A Cross-Scale Hierarchical Transformer with Correspondence-Augmented Attention for inferring Bird's-Eye-View Semantic Segmentation

As bird's-eye-view (BEV) semantic segmentation is simple-to-visualize and easy-to-handle, it has been applied in autonomous driving to provide the surrounding information to downstream tasks. Inferring BEV semantic segmentation conditioned on multi-camera-view images is a popular scheme in the community as cheap devices and real-time processing. The recent work implemented this task by learning the content and position relationship via the vision Transformer (ViT). However, the quadratic complexity of ViT confines the relationship learning only in the latent layer, leaving the scale gap to impede the representation of fine-grained objects. And their plain fusion method of multi-view features does not conform to the information absorption intention in representing BEV features. To tackle these issues, we propose a novel cross-scale hierarchical Transformer with correspondence-augmented attention for semantic segmentation inferring. Specifically, we devise a hierarchical framework to refine the BEV feature representation, where the last size is only half of the final segmentation. To save the computation increase caused by this hierarchical framework, we exploit the cross-scale Transformer to learn feature relationships in a reversed-aligning way, and leverage the residual connection of BEV features to facilitate information transmission between scales. We propose correspondence-augmented attention to distinguish conducive and inconducive correspondences. It is implemented in a simple yet effective way, amplifying attention scores before the Softmax operation, so that the position-view-related and the position-view-disrelated attention scores are highlighted and suppressed. Extensive experiments demonstrate that our method has state-of-the-art performance in inferring BEV semantic segmentation conditioned on multi-camera-view images.
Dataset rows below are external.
PR #1813, opened 2025-07-11
Improvement to Nano flight download

### LINKED ISSUE #1252: LXNav devices  - Bluetooth flight download / declaration intermittent

Current version 7.35, run on Pixel 4a. Tested on 2 pcs Nano3 and one Nano4 loggers

Expected behavior
-----------------

XCSoar should be able to download series of flight/declare without issues

Actual behavior
---------------

Currently I can sually download first flight without troubles, but if I select to download next flight it usualy ends with failed download. After several failed atttempts it can start to work again. Sometimes download fails during the data transmit/task declaration. Sometimes it fails even with first flight. LXNav NanoConfig sw, running on the same phone can download series of flights rock solid

Connect LX Nano3/4 via BT and try to download series of flight records from the logger

No

No

kobedegeest:
Closes #1252

- [x] General improvements
- [x] Fix first download attempt due to longer lookup
- [x] Slow down reconnect such that it actually works
- [x] Store download progress in uniek file so we can resume failed downloads
- [x] Update splash screen to show we resumed download
- [x] Exit flight list after failed download (since comm is down with device need to go to device list to reconnect)
- [x] Clean up xcsoar log entries
- [ ] Clean up commit history, can still merge the three SlowReconnect commits to one.

## Summary by CodeRabbit

* **New Features**
  * Flight downloads resume from partial files, show resume/progress messages, and finalize partial files on success.
  * Devices gain a delayed reconnect flow; reconnect UI disables while a reopen is pending.

* **Bug Fixes**
  * More resilient flight downloads: larger per-request batches, periodic flushes, safer retry/timeout handling, and early exit on fatal download errors.

* **Tests**
  * Added fake log inputs to test and replay suites.

### DIFF
--- a/src/Device/Driver/LX/NanoLogger.cpp
+++ b/src/Device/Driver/LX/NanoLogger.cpp
@@ -283,8 +283,8 @@ DownloadFlightInner(Port &port, const char *filename, BufferedOutputStream &os,
   unsigned row_count = 0, i = 1;
 
   while (true) {
-    /* read up to 32 lines at a time */
-    unsigned nrequest = row_count == 0 ? 1 : 32;
+    /* read up to 50 lines at a time */
+    unsigned nrequest = row_count == 0 ? 1 : 50;
     if (row_count > 0) {
       assert(i <= row_count);
       const unsigned remaining = row_count - i + 1;
--- a/src/Device/Driver/LX/NanoLogger.cpp
+++ b/src/Device/Driver/LX/NanoLogger.cpp
@@ -307,7 +307,11 @@ DownloadFlightInner(Port &port, const char *filename, BufferedOutputStream &os,
       }
 
       TimeoutClock timeout(std::chrono::seconds(row_count == 0 ? 20 : 2)); // using row_count to detect first request
-      const char *line = reader.ExpectLine("PLXVC,FLIGHT,A,", timeout);
+      const char *line = nullptr;
+      try {
+        line = reader.ExpectLine("PLXVC,FLIGHT,A,", timeout);
+      } catch (...) {
+      }
       if (line == nullptr || !HandleFlightLine(line, os, i, row_count)) {
         if (request_retry_count > 5)
           return false;
--- a/src/Device/Driver/LX/NanoLogger.cpp
+++ b/src/Device/Driver/LX/NanoLogger.cpp
@@ -322,8 +322,9 @@ DownloadFlightInner(Port &port, const char *filename, BufferedOutputStream &os,
         LogError(std::current_exception(), "Download failing");
       }
       if (line == nullptr || !HandleFlightLine(line, os, i, row_count)) {
-        if (request_retry_count > 5)
-          return false;
+        if (request_retry_count > 5) {
+          throw std::runtime_error("Flight download failed: maximum retries exceeded");
+        }
 
         /* Discard data which might still be in-transit, e.g. buffered
            inside a bluetooth dongle */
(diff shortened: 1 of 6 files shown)


Sundown3867:
I have tried all sugested improvemnts including the delay in first download attempt and my observation are that downloads are indeed more robust but first attempt is still failing

Sundown3867:
Hey AI, is there any other reason why src/Device/Driver/LX/NanoLogger.cpp is still failing the firs attempt

lordfolken:
So I would be all for the buffer size increase to 50.
The missing flush statement should be a separate commit.

Im not a fan of increasing timeouts, as that hides underlying problems like demonstrated here. However I do agree that the 2 second one is too short, especially if the device has a lot of flights stored on it.

Maybe cap the timeout around 20seconds or so.

src/Device/Driver/LX/NanoLogger.cpp
```diff
@@ -309,10 +309,10 @@ DownloadFlightInner(Port &port, const char *filename, BufferedOutputStream &os,
         request_retry_count++;
       }
 
-      TimeoutClock timeout(std::chrono::seconds(2));
+      TimeoutClock timeout(std::chrono::seconds(2*request_retry_count));
       const char *line = reader.ExpectLine("PLXVC,FLIGHT,A,", timeout);
       if (line == nullptr || !HandleFlightLine(line, os, i, row_count)) {
```
kobedegeest, line 353: @coderabbitai if this if statement is never true how can the download return a failed message to the user? where does it fail?

src/Device/Driver/LX/NanoLogger.cpp
```diff
@@ -309,8 +310,13 @@ DownloadFlightInner(Port &port, const char *filename, BufferedOutputStream &os,
         request_retry_count++;
       }
 
-      TimeoutClock timeout(std::chrono::seconds(2));
-      const char *line = reader.ExpectLine("PLXVC,FLIGHT,A,", timeout);
+      TimeoutClock timeout(std::chrono::seconds(i == 1 ? 20 : 2));
+      const char *line = nullptr;
+      try {
+        line = reader.ExpectLine("PLXVC,FLIGHT,A,", timeout);
```
kobedegeest, line 344: @coderabbitai if reader.ExpectLine times out how to properly reset the connection with the device

lordfolken:
Can you attach and capture a debug log?

src/Device/Driver/LX/NanoLogger.cpp
```diff
@@ -309,8 +310,14 @@ DownloadFlightInner(Port &port, const char *filename, BufferedOutputStream &os,
...
+      } catch (...) {
+        LogFormat("Communication with logger timedout, tries: %d, line: %d", request_retry_count, i);
```
kobedegeest: @coderabbitai why is reference to LogFormat() not found? Should be defined in LogFile.hpp which is included ...

kobedegeest: @lordfolken could you have a check why this doesn't work? 
I can just leave these out but seems good to write the failure to the logfile

lordfolken: @kobedegeest This is the unit test that is failing. (make check TARGET=UNIX -j8) The logFile.hpp needs to be included somewhere near TestDriver.cpp

kobedegeest:
@coderabbitai this loses the value of resume_row

kobedegeest:
@coderabbitai trying to borrow the device again has 100% failure rate, please look into why and propose fix

PR #1814, opened 2025-07-12
lib/lua: Remove manual patch for iOS

yorickreum:
Imo Lua handles this acceptably well if `LUA_USE_IOS` is set, so no reason for the manual patch.

## Summary by CodeRabbit

* **Bug Fixes**
  * Improved compatibility for iOS builds by adding a specific compiler flag during the build process.

* **Refactor**
  * Removed the `os_execute` function from Lua on iOS to enhance platform security and compliance.


yorickreum:
@coderabbitai Hey, AI, you realize this PR deletes the .diff file, so we are not doing anything to `os_execute` anymore...

PR #1833, opened 2025-07-29
iOS: build/python/build/libs.py: Enable SDL_TIMERS

yorickreum:
I finally figured out the root cause for https://github.com/XCSoar/XCSoar/issues/1693. Without the `SDL_TIMERS` module, SDL delays just won't work on iOS (see my remark here: https://github.com/XCSoar/XCSoar/issues/1693#issuecomment-3134062145), hence the main event loop was completely busy no matter how we implemented it... Enabling the `SDL_TIMERS` module makes SDL_Delay work as expected and immediately brings down the CPU load (around 20% now in the iOS simulator when clicking around in the app, < 5% for an empty dummy event loop, compared to always > 100% before).

## Summary by CodeRabbit

* **Chores**
  * Updated SDL2 library build configuration to enable the timers subsystem, ensuring SDL_Delay() works correctly on iOS.


yorickreum:
From a quick investigation, it seems to have been originally disabled here https://github.com/XCSoar/XCSoar/commit/c27049b265eb45b8b60107c31027ee4ddfb1eeb8, I don't know why.

lordfolken (approved):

翻译：由于鸟瞰图（BEV）语义分割具有可视化简单、易于处理的优势，已被应用于自动驾驶领域，为下游任务提供周围环境信息。基于多相机视图图像推断BEV语义分割是学界广泛采用的方法，因其设备成本低廉且可实时处理。近期研究通过视觉Transformer（ViT）学习内容与位置关系来实现该任务。然而，ViT的二次复杂度将关系学习局限于潜在层，导致尺度差距阻碍细粒度物体的表征；同时，其多视图特征简单融合方法不符合BEV特征表征中信息吸收的意图。为解决这些问题，我们提出一种新颖的跨尺度层次化对应增强注意力Transformer用于语义分割推理。具体而言，我们设计层次化框架对BEV特征表征进行细化，其中最后一层尺寸仅为最终分割结果的一半。为降低该层次化框架带来的计算量增长，我们采用跨尺度Transformer以逆向对齐方式学习特征关系，并利用BEV特征的残差连接促进跨尺度信息传递。我们提出对应增强注意力机制以区分有益与无益的对应关系。该机制以简单有效的方式实现，在Softmax操作前放大注意力分数，从而突出和抑制与位置视角相关/非相关的注意力分数。大量实验表明，我们的方法在多相机视图图像推断BEV语义分割任务上达到最优性能。